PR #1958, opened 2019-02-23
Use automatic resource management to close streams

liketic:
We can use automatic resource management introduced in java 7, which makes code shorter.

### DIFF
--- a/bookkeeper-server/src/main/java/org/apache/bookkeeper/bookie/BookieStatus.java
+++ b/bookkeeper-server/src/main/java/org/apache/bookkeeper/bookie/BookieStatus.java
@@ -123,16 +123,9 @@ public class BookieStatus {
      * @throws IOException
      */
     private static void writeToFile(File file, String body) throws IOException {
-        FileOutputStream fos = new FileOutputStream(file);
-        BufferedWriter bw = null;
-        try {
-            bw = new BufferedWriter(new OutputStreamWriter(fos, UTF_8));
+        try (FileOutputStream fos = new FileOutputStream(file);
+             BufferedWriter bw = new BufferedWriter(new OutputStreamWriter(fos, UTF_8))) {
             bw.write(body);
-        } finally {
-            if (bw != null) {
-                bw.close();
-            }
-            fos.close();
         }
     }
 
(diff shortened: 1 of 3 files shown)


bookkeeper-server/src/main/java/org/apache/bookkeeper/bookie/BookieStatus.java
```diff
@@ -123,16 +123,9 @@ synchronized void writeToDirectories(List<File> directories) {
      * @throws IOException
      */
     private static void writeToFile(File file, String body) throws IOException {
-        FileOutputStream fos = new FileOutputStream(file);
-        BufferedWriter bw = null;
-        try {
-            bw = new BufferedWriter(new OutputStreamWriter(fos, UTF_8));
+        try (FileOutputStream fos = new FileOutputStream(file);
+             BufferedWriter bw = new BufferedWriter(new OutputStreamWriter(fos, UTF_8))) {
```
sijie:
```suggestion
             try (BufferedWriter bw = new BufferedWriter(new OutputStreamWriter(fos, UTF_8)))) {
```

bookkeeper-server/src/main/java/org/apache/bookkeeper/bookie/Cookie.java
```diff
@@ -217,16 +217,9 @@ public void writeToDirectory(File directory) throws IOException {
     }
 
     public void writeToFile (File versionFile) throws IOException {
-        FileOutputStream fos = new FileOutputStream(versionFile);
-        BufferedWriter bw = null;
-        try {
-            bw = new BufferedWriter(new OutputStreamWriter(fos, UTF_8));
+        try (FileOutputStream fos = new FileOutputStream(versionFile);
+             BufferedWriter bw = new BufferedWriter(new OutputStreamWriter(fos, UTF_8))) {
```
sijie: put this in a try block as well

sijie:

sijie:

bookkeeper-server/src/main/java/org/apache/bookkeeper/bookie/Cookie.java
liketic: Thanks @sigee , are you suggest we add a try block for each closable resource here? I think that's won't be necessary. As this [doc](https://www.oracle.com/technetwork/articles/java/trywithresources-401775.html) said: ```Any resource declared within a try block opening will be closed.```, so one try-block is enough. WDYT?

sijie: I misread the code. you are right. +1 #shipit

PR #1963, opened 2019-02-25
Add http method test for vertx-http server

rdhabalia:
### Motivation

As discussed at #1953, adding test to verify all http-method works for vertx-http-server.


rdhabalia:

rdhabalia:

------

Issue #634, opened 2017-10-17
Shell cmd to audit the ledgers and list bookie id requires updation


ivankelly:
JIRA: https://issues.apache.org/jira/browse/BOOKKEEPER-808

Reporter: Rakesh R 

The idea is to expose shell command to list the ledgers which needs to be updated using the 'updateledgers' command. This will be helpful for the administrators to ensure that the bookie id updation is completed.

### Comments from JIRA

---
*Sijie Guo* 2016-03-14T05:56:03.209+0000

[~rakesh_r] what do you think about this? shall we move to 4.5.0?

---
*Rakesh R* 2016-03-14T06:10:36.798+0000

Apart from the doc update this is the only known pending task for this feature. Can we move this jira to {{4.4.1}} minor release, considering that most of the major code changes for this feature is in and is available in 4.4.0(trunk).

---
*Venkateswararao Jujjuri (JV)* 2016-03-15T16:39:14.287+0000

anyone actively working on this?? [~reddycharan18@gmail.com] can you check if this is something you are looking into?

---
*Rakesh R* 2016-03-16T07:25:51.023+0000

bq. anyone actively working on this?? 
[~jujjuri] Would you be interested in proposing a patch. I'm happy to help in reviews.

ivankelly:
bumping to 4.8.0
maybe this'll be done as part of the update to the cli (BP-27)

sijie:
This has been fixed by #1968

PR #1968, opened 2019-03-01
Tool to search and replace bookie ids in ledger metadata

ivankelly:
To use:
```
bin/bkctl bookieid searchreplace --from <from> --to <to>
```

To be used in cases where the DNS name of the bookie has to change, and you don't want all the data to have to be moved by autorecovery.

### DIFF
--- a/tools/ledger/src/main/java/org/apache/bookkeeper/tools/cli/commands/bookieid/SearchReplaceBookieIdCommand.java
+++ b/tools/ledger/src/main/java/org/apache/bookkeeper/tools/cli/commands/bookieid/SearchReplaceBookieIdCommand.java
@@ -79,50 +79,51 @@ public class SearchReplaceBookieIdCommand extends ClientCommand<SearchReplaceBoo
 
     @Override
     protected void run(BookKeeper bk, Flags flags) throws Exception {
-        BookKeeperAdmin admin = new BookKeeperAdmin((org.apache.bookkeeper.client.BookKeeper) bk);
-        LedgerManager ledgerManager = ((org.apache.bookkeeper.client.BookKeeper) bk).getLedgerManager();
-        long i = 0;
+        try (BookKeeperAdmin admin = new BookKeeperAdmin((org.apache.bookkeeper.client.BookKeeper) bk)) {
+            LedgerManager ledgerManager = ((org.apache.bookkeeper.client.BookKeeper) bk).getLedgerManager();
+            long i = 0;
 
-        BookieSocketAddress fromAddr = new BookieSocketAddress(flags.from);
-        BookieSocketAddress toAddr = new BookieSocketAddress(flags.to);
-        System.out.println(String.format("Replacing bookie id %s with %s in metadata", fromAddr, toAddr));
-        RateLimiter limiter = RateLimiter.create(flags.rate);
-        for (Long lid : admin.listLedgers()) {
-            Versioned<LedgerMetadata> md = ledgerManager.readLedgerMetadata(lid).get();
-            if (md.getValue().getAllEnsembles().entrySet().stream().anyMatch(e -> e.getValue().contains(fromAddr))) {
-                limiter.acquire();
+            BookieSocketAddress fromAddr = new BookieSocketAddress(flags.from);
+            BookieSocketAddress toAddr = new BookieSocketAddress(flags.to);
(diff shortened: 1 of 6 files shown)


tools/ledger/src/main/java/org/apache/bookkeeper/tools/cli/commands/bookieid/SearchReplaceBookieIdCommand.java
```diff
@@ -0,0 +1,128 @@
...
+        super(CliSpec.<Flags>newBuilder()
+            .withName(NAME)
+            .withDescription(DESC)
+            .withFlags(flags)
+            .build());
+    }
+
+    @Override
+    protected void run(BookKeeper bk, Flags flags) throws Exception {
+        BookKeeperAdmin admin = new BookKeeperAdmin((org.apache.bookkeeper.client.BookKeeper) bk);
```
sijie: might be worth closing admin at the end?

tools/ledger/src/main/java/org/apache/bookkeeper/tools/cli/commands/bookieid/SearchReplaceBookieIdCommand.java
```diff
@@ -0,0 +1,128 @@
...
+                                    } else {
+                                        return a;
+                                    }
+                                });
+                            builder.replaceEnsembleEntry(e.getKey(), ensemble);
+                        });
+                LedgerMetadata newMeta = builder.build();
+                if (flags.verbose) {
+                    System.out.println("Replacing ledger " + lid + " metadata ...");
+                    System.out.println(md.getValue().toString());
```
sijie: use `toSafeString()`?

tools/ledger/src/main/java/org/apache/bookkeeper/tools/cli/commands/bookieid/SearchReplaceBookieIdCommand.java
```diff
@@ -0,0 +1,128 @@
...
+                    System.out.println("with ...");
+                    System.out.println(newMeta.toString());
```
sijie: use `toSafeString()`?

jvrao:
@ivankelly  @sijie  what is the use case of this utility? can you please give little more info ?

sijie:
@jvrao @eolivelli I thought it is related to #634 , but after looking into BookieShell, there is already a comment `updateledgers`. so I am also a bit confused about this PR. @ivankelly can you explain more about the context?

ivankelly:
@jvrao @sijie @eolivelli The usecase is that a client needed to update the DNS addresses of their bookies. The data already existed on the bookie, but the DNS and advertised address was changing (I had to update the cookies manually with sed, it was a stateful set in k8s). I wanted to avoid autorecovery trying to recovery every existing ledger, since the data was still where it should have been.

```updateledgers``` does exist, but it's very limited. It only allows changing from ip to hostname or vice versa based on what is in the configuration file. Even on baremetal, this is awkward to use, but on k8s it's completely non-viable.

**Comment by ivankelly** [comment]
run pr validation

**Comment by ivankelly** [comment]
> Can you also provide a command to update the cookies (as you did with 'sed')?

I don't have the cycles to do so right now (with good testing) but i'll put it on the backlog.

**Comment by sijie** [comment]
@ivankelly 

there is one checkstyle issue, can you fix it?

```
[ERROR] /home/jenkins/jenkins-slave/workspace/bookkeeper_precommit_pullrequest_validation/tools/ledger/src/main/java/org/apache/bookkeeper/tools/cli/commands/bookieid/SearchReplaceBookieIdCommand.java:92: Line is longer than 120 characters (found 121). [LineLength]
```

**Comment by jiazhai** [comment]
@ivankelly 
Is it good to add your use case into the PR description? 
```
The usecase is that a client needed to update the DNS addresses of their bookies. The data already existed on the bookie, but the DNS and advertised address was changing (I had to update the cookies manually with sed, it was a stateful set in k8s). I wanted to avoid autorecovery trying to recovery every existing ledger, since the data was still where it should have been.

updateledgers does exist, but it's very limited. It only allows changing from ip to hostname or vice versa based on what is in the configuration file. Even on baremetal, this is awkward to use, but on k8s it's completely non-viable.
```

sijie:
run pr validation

------

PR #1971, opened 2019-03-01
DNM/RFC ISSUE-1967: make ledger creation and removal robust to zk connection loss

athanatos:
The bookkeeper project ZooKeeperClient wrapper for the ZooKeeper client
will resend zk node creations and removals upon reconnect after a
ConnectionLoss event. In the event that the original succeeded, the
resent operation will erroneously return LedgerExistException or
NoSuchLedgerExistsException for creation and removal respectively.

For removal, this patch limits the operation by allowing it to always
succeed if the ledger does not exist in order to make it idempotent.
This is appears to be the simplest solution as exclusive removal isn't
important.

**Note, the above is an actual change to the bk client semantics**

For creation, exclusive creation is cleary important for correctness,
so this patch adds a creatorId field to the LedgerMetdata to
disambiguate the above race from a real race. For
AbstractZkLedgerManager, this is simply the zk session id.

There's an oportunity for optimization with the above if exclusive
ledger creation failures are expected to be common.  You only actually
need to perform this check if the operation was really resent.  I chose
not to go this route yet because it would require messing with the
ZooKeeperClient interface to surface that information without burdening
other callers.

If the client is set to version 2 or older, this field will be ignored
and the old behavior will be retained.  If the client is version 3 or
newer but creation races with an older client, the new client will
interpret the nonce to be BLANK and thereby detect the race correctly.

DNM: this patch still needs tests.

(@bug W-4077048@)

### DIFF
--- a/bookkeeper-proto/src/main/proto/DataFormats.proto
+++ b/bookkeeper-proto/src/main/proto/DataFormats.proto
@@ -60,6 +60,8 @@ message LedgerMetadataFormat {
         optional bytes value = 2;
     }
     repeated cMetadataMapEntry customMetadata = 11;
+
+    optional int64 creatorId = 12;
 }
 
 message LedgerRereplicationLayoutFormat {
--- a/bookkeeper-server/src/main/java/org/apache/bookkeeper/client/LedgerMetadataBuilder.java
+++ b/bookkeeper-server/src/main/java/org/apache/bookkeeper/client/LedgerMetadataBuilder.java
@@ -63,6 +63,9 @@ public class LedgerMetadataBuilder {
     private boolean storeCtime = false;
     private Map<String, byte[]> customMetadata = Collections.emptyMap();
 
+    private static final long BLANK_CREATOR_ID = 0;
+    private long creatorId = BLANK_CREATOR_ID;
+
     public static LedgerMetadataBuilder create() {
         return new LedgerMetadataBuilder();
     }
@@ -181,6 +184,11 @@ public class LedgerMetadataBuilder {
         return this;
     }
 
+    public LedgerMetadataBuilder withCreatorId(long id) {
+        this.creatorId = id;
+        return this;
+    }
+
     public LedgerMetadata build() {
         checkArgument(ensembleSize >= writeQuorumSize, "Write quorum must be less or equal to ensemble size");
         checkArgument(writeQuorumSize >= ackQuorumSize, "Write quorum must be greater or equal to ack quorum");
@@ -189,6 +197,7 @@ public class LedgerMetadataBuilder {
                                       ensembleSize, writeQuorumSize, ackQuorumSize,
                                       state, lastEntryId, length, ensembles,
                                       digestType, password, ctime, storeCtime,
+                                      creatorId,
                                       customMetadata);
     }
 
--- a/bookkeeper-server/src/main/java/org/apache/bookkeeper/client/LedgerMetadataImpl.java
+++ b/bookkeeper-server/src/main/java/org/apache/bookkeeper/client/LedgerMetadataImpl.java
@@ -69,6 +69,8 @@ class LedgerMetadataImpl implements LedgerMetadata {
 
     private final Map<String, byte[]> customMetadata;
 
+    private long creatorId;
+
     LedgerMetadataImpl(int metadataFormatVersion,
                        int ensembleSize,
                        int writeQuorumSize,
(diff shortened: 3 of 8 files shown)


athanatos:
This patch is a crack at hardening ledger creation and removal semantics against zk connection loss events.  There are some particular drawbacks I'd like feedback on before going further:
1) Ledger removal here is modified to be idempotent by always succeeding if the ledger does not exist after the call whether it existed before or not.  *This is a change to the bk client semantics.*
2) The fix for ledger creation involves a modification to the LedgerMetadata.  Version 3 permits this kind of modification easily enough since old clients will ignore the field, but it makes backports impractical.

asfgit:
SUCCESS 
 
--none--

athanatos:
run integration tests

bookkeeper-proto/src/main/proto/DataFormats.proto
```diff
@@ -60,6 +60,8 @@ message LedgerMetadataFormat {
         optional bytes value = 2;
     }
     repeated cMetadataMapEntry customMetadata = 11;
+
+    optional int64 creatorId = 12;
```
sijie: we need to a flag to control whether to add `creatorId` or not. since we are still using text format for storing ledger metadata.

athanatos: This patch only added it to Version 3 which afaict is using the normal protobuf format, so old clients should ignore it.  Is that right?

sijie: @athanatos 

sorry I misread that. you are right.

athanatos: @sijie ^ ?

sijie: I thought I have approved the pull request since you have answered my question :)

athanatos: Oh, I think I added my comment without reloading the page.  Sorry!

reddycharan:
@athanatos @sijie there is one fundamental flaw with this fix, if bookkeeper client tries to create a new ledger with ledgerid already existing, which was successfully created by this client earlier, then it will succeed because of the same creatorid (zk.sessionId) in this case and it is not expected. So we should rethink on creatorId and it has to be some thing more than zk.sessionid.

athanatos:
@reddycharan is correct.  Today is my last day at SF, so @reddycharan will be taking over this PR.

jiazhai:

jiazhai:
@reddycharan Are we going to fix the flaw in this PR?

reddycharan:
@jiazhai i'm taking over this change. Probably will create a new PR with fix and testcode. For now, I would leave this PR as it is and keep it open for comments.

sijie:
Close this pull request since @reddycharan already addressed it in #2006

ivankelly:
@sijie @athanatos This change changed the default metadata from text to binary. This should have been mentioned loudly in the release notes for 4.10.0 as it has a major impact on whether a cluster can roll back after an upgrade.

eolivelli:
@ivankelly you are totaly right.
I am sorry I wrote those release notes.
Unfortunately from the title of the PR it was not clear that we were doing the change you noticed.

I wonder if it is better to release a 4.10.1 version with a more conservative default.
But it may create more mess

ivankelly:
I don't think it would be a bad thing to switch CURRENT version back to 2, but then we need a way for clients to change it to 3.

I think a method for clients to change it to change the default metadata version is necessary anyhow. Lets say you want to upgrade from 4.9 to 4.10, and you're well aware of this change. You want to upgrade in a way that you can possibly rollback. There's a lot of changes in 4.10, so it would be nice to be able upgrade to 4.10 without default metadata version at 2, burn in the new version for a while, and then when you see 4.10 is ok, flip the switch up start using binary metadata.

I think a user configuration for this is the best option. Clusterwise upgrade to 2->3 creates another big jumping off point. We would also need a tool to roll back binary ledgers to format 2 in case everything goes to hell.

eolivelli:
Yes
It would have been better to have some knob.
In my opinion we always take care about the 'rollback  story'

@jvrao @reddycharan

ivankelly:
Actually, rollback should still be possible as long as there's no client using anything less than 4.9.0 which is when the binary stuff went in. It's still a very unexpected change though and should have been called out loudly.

------

> Assignment
If a line of the listing above holds the string "flaw", copy it.

> Output
@athanatos @sijie there is one fundamental flaw with this fix, if bookkeeper client tries to create a new ledger with ledgerid already existing, which was successfully created by this client earlier, then it will succeed because of the same creatorid (zk.sessionId) in this case and it is not expected. So we should rethink on creatorId and it has to be some thing more than zk.sessionid.
@reddycharan Are we going to fix the flaw in this PR?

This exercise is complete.